Gu Gu (古 古; 25 September 1999 – 16 January 2025) was a male giant panda at the Beijing Zoo, born on 25 September 1999 at the Wolong National Nature Reserve. He received international attention for incidents in which he attacked zoo visitors who trespassed into his enclosure.

==First incident==
On 19 September 2006, six year old Gu Gu bit a drunk Chinese man who had jumped into his enclosure and tried to hug him. Zhang Xinyan, a migrant worker from the central Henan province, had drunk several beers before arriving at the zoo. He cleared the railing around the enclosure, managed to approach the panda undetected, and moved to hug him. The bear bit Zhang on both legs. In an attempt to stop the attack, Zhang said that he "...bit the panda on its back but its fur was too thick." Zoo officials sedated Gu Gu by spraying him with water. Zhang was hospitalized after the incident. The zoo reported that besides a one-and-a-half-day loss of appetite, Gu Gu was unharmed.

==Second incident==
A second incident occurred on 23 October 2007, when 15-year-old Li Xitao jumped the barrier and climbed into the panda exercise area where Gu Gu and another bear were being fed. He startled the 240-pound panda, who reacted by biting the boy on both legs, ripping chunks of flesh from both of them. Li, who was from Hebei province in northeast China and made a living in Beijing selling recyclables found on the street, had climbed into the panda enclosure out of "curiosity". According to medical officials, Li was so viciously attacked that his bones were showing, and bits of flesh were left behind in the ambulance. The attack was reported by witnesses to have lasted three to four minutes. Li was taken to the Beijing Children's Hospital. A zoo official named Zhang was quoted as saying "We have to prepare against such behavior," and that visitors should "act properly when visiting and love the animals." Zoo officials were reportedly considering unspecified measures to prevent further incidents. However, Zhang stated that the barrier around the exercise area could not be raised higher because it would block the view of the pandas.

==Third incident==
On 7 January 2009, Gu Gu again attacked another zoo visitor who climbed over the barrier into the enclosure to retrieve his five year old son’s dropped toy. Zhang Jiao of Anhui province, like the previous two trespassers, sustained bite injuries to his legs and was hospitalized, where he had surgery for damage to major ligaments. According to witnesses, Zhang appeared to first look around to see if pandas were nearby before jumping in to get the toy. Zoo workers were forced to use tools to pry Gu Gu's jaws apart when he would not let go of Zhang's legs. The repeated incidents involving the panda resulted in CNN describing Gu Gu as "not your typical soft and cuddly giant panda".

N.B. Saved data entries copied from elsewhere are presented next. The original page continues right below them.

PR #1950, opened 2020-12-11
SA-1620: Group by table comparison filters

PatrickSison:
### What Changed

- Group By table swaps for CompareByGroupByTable (if there are comparison filters)
- Column added to comparison filter
- Added new useSparkPostQueries

### How To Test

- ON report builder with compare by enabled, add at least 2 comparison filters
 - Go to group by table and verify table works as expected
 - Verify that clicking filter links still adds filters to table
 - Verify that table is still sortable by column
 - Verify that default sort is by group by column (no longer first column)
- Block one of the comparison filters request from going through (and verify error state)
 - Block all of the comparison filters requests from going through (and verify error state)

### To Do

- [ ] Add testing
 - [ ] Disable option for group by if select column is used (or maybe just disable 2nd row if it's the same?)


src/helpers/api/metrics.js
```diff
@@ -33,10 +33,10 @@ export function getTemplatesMetrics(params) {
   };
 }
 
-export function getDeliverabilityMetrics(params) {
+export function getDeliverabilityMetrics(params, path) {
   return {
     method: 'GET',
-    url: DELIVERABILITY_BASE_URL,
+    url: `${DELIVERABILITY_BASE_URL}${path ? `/${path}` : ''}`,
```
nicklemmon, line 39: Doesn't the `params` argument handle this rather than interpolating here?

src/pages/reportBuilder/ReportBuilder.js
```diff
@@ -21,8 +21,10 @@ import {
   AggregatedMetrics,
   CompareByAggregatedMetrics,
   ReportOptions,
-  ReportTable,
+  GroupByTable,
+  // CompareByGroupByTable,
```
nicklemmon, line 25: Can this be removed?

src/pages/reportBuilder/components/GroupByTable/CompareByGroupByTable.js
```diff
@@ -0,0 +1,148 @@
...
+  const {
+    selectors: { selectSummaryMetricsProcessed: metrics },
+  } = useReportBuilderContext();
+  const hasSubaccounts = useSelector(hasSubaccountsSelector);
+  const subaccounts = useSelector(state => state.subaccounts.list);
+  const group = GROUP_BY_CONFIG[groupBy];
+
+  const tableData = _.flatten(data);
+
+  const getColumnHeaders = () => {
```
nicklemmon, line 38: I'm not seeing the default sort within the table?
Screen Shot 2020-12-11 at 1 43 02 PM

src/pages/reportBuilder/components/GroupByTable/CompareByGroupByTable.js
```diff
@@ -0,0 +1,148 @@
...
+      return null;
+    }
+
+    if (status === 'loading') {
+      return <PanelLoading minHeight="250px" />;
+    }
+
+    if (!tableData.length) {
+      return (
+        <Panel.LEGACY>
```
nicklemmon, line 108: No need to use `Panel.LEGACY` within this feature.

src/pages/reportBuilder/components/GroupByTable/GroupByTable.js
```diff
@@ -23,7 +23,7 @@ const tableWrapper = props => {
   );
 };
 
-export const ReportTable = () => {
+export const GroupByTable = () => {
```
nicklemmon, line 26: 👏  Much clearer

src/pages/reportBuilder/components/GroupByTable/CompareByGroupByTable.js
```diff
@@ -0,0 +1,148 @@
+import React from 'react';
```
nicklemmon, line 1: We should have some Cypress testing around all of this? Probably useful to do testing around the multiple requests and their arguments as well as the user's interaction with the table when comparisons are enabled.

src/pages/reportBuilder/components/GroupByTable/useGroupByTable.js
```diff
@@ -0,0 +1,85 @@
+import { useState, useMemo } from 'react';
```
nicklemmon, line 1: This could all be tested via the feature itself rather than Jest unit testing, though unit testing might be a little easier to test independently (as well as edge cases).

We have this installed:
https://github.com/testing-library/react-hooks-testing-library

Up to you how it should be handled.

nicklemmon (changes requested):
@PatrickSison Seems to work well overall. I have a few comments I've left, plus I don't see any testing to support these changes so that's a concern.

src/pages/reportBuilder/components/GroupByTable/CompareByGroupByTable.js
PatrickSison: I think default sort is the sort is uses if no sort is selected. Active sorting works otherwise

src/helpers/api/metrics.js
PatrickSison: Was on the fence with how to handle this, but also it uses the paths `/deliverability/${groupByKey}` to actually route to the appropriate break down table. It feels separate from the rest of the params, but we could pass it in through params and deconstruct just this variable, and send the rest down to the API

nicklemmon: Yeah I think that would be better in my mind - make this as generic/simple as possible and keep complexity elsewhere.

src/pages/reportBuilder/components/GroupByTable/CompareByGroupByTable.js
```diff
@@ -0,0 +1,162 @@
...
+import { useReportBuilderContext } from '../../context/ReportBuilderContext';
+import AddFilterLink from '../AddFilterLink';
+import { ApiErrorBanner } from 'src/components';
+
+import styles from './ReportTable.module.scss';
+import useGroupByTable from './useGroupByTable';
+
+const tableWrapper = props => {
+  return (
+    <Panel.LEGACY>
```
nicklemmon, line 22: Same here, no need to use `Panel.LEGACY`

src/hooks/useSparkPostQuery/useSparkPostQuery.js
```diff
@@ -5,6 +5,33 @@ import { refresh, logout } from 'src/actions/auth';
...
+
+export function useSparkPostQueries(queries, config = {}, queryKey) {
+  const queryCache = useQueryCache();
+  const auth = useSelector(state => state.auth);
+  const dispatch = useDispatch();
+
+  const queryRequests = () =>
+    queries.map(queryFn => {
+      const { url, method, params, headers } = queryFn();
+      return defaultQuery(url, { method, params, headers, auth });
```
nicklemmon, line 18: You shouldn't have to pass things in to the `defaultQuery` manually? From what I understand, this is how it works:
- A `queryKey` can contain lots of request-related information (method, URL, params) which is passed to each instance of `useQuery`
- `useQuery` takes that `queryKey` and passes it to our axios instance, `sparkPostRequest` - our custom `defaultQuery` destructures the `queryKey` and does that for us
- We pass the `defaultQuery` to the `QueryCache` component so that it is always there, consuming/handling passed-in query keys without us having to manually reference it

src/pages/reportBuilder/components/GroupByTable/CompareByGroupByTable.js
```diff
@@ -0,0 +1,162 @@
...
+      return <PanelLoading minHeight="250px" />;
+    }
+
+    if (!tableData.length) {
+      return (
+        <Panel>
+          <Empty message="There is no data to display" />
+        </Panel>
+      );
+    }
```
nicklemmon, line 126: It would be worth adding some testing for the error and empty state scenarios.

src/pages/reportBuilder/components/GroupByTable/CompareByGroupByTable.js
```diff
@@ -0,0 +1,162 @@
...
+
+    const subaccount = subaccounts.find(({ id }) => {
+      return id === subaccountId;
+    });
+
+    const value = subaccount
+      ? `${subaccount?.name} (ID ${subaccount?.id})`
+      : `Subaccount ${subaccountId}`;
+    return { type: 'Subaccount', value, id: subaccountId };
+  };
```
nicklemmon, line 78: Screen Shot 2020-12-14 at 1 12 30 PM

Appear to be some issues with rendering subaccounts.

nicklemmon: When clicking on these links that does appear to cause some invalid queries to be passed to the API. Fortunately error scenarios handle this well.

nicklemmon (changes requested):
@PatrickSison taking another pass and I think I caught one bug. Other feedback is minor, though I do think some additional testing of edge cases is warranted.

src/hooks/useSparkPostQuery/useSparkPostQuery.js
PatrickSison: I think this is a limit of `useQuery` solved by `useQueries` in `react-query`. For this instance, we don't necessarily know the number of requests that could come in because of the comparisons. Regardless of the number of requests, these have to be joined into one promise as if one fails, the rest fails because the data can't be loaded altogether.

nicklemmon: That makes sense to me.

And in the not too distant future, we'll migrate to React Query 3, and then a lot of this should go away - though not all of it.

cypress/tests/integration/signals-analytics/analytics-report/reportBreakdownTable.spec.js
```diff
@@ -459,27 +459,94 @@ if (IS_HIBANA_ENABLED) {
...
 
-      cy.get('table').within(() => {
-        cy.findAllByText('Fake Subaccount 1 (ID 101)').should('have.length', 3);
-        cy.findAllByText('Fake Subaccount 3 (ID 103)').should('have.length', 3);
+        cy.wait('@getWatchedDomains');
+        cy.wait('@getWatchedDomains');
+        cy.findAllByText('There is no data to display').should('be.visible');
+      });
+
+      it('will render an empty state the requests fail', () => {
```
nicklemmon, line 507: This is an error state, no? Not an empty state?

cypress/tests/integration/signals-analytics/analytics-report/reportBreakdownTable.spec.js
```diff
@@ -459,27 +459,94 @@ if (IS_HIBANA_ENABLED) {
...
+
+        // Hmmmmmm
+        cy.wait('@getWatchedDomains');
+        cy.wait('@getWatchedDomains');
+        cy.wait('@getWatchedDomains');
+        cy.wait('@getWatchedDomains');
+        cy.wait('@getWatchedDomains');
+        cy.wait('@getWatchedDomains');
+        cy.wait('@getWatchedDomains');
+        cy.wait('@getWatchedDomains');
```
nicklemmon, line 531: Seems like a bug!

cypress/tests/integration/signals-analytics/analytics-report/reportBreakdownTable.spec.js
```diff
@@ -459,27 +459,94 @@ if (IS_HIBANA_ENABLED) {
...
+
+        cy.stubRequest({
+          url: '/api/v1/metrics/deliverability/watched-domain**/*',
+          fixture: 'metrics/deliverability/watched-domain/200.get.json',
+          requestAlias: 'getWatchedDomains',
+        });
+
+        cy.findByRole('button', { name: 'Try Again' }).click();
+        cy.wait('@getWatchedDomains');
+        cy.wait('@getWatchedDomains');
```
nicklemmon, line 544: Since they occur simultaneously, probably use this:
```
cy.wait(['@getWatchedDomains', '@getWatchedDomains']);
```

Just helps things be a little bit more self documenting.

src/pages/reportBuilder/components/GroupByTable/CompareByGroupByTable.js
```diff
@@ -0,0 +1,162 @@
...
+      group.label === 'Subaccount'
+        ? getSubaccountFilter(filterKey)
+        : { type: group.label, value: filterKey };
+
+    const primaryCol = <AddFilterLink newFilter={newFilter} />;
+    const comparisonCol = <Tag>{row[comparisonType]}</Tag>;
+    const metricCols = metrics.map(({ key, unit }) => (
+      <Box textAlign="right" key={key}>
+        <Unit value={row[key] || '- - -'} unit={unit} />
+      </Box>
```
nicklemmon, line 92: This component should be implemented here. If it's global and re-usable, we can also use it in lots of spots for consistency's sake:
```jsx
function EmptyCell() {
  return (
    <>
      {/* hidden from screen reader users */}
      <span aria-hidden="true">---</span>
      {/* hidden from everyone else */}
      <ScreenReaderOnly>No Data</ScreenReaderOnly>
    </>
  );
}
```

src/pages/reportBuilder/components/GroupByTable/useGroupByTable.js
```diff
@@ -0,0 +1,97 @@
...
+    return [reportOptions];
+  }
+
+  return comparisons.map(compareFilter => {
+    const filterType = REPORT_BUILDER_FILTER_KEY_MAP[compareFilter.type];
+    const comparedFilters = [
+      ...reportOptions.filters,
+      { AND: { [filterType]: { eq: [compareFilter] } } },
+    ];
+    return { ...reportOptions, filters: comparedFilters };
```
nicklemmon, line 25: This could be tough to fix, but looks like it's possible to add the same filter multiple times through this table, resulting in an API error. It's a weird edge case, so I'm not sure how that should be handled:
Screen Shot 2020-12-16 at 10 13 31 AM

src/pages/reportBuilder/components/GroupByTable/CompareByGroupByTable.js
```diff
@@ -0,0 +1,162 @@
...
+  };
+
+  const TableContent = () => {
+    if (!group || metrics.length === 0) {
+      return null;
+    }
+
+    if (status === 'error') {
+      return (
+        <Panel>
```
nicklemmon, line 105: We would want to put this inside a `Panel.Section` for consistency and to avoid having a double border when we upgrade Matchbox (white line is there to show the alignment inconsistency):

Screen Shot 2020-12-16 at 10 15 18 AM

jsconfig.json
```diff
@@ -0,0 +1,7 @@
+{
+  "compilerOptions": {
+    "allowSyntheticDefaultImports": false,
+    "baseUrl": "./"
+  },
+  "exclude": ["node_modules", "dist"]
```
nicklemmon, line 6: Our build folder is `build` rather than `dist` looks like.

src/hooks/useSparkPostQuery/useSparkPostQuery.js
```diff
@@ -5,8 +5,35 @@ import { refresh, logout } from 'src/actions/auth';
 import { useRefreshToken } from 'src/helpers/http';
 import { showAlert } from 'src/actions/globalAlert';
 import { fetch as fetchAccount } from 'src/actions/account';
+import { defaultQuery } from 'src/helpers/api';
 
-export default function useSparkPostQuery(queryFn, config = {}) {
+export function useSparkPostQueries(queries, config = {}, queryKey) {
```
nicklemmon, line 10: Would you mind adding some tests to `useSparkPostQuery.spec.js` and some docs to `useSparkPostQuery.stories.mdx`?

I would think just a tiny bit of both would go a long way.

src/pages/reportBuilder/components/GroupByTable/useGroupByTable.js
```diff
@@ -0,0 +1,97 @@
...
+    // Array of objects (unique group-by key)
+    const objectKeys = _.uniqBy(_.flatten(rawData), groupKey);
+
+    return objectKeys.reduce((acc, object) => {
+      const key = object[groupKey];
+      const newRows = comparisons.map((compareFilter, index) => {
+        const currentDataCompare = keyedData[index][key] || {};
+        return {
+          ...currentDataCompare,
+          [groupKey]: key, //Readd key (in case it's empty)
```
nicklemmon, line 77: Typo here

cypress/tests/integration/signals-analytics/analytics-report/reportBreakdownTable.spec.js
nicklemmon: Nevermind! This is right. It looks like there are two requests that are invoked via `useSparkPostQueries` each time it attempts the request, so that should total 8. This works too:

```js
cy.wait(['@getWatchedDomains', '@getWatchedDomains']);
cy.wait(['@getWatchedDomains', '@getWatchedDomains']);
cy.wait(['@getWatchedDomains', '@getWatchedDomains']);
cy.wait(['@getWatchedDomains', '@getWatchedDomains']);
```

nicklemmon (changes requested):
@PatrickSison Left a few comments, though not a whole lot - I think this is almost ready.

cypress/tests/integration/signals-analytics/analytics-report/reportBreakdownTable.spec.js
PatrickSison: That's a lot nicer

nicklemmon (approved):
@PatrickSison 👍 Looks good to me.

==Visit by Melania Trump==
In 2017, First Lady of the United States Melania Trump visited the Beijing Zoo during a trip to China, where she was allowed to meet and feed Gu Gu. She later signed a poster featuring the bear.

==Illness and death==
In early 2024, Gu Gu was moved to a non-public section of the Beijing Zoo to help him cope with medical conditions caused by aging. He died from heart and liver failure on 16 January 2025, at the age of 25.